YOUR ASSIGNMENT: Return only the lines of the listing below that run from the line with "PR #703, opened 2016-10-21" through the line with "a quick look?", both ends included, exactly as written.

RECORD EXTRACTS:
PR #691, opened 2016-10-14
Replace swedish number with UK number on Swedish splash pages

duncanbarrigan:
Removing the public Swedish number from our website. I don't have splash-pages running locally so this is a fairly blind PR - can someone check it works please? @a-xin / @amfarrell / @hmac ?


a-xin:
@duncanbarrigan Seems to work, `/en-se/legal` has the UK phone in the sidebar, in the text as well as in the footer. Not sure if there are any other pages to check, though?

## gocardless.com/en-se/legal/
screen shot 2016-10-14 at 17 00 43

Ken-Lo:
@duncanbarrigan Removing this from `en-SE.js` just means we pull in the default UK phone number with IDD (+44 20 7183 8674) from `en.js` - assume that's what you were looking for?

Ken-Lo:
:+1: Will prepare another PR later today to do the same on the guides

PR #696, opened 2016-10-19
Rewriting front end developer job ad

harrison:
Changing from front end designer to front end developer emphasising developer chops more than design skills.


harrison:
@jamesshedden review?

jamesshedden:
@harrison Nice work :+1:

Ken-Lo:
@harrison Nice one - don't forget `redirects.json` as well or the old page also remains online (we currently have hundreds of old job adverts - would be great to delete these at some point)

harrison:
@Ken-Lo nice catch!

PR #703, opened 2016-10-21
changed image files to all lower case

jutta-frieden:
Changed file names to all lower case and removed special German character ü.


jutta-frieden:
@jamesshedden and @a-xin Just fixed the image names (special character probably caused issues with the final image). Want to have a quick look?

* * *

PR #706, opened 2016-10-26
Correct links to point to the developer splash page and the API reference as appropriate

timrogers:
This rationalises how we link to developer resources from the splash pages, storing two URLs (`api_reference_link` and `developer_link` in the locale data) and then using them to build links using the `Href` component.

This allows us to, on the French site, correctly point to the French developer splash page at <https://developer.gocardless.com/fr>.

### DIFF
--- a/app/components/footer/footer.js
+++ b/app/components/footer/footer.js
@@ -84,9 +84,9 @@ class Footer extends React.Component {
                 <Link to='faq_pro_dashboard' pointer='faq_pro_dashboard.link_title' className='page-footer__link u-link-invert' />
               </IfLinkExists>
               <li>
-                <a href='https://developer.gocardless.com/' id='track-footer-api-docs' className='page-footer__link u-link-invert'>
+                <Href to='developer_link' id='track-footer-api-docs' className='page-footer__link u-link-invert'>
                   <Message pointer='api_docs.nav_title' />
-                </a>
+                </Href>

EXPECTED ANSWER:
PR #703, opened 2016-10-21
changed image files to all lower case

jutta-frieden:
Changed file names to all lower case and removed special German character ü.


jutta-frieden:
@jamesshedden and @a-xin Just fixed the image names (special character probably caused issues with the final image). Want to have a quick look?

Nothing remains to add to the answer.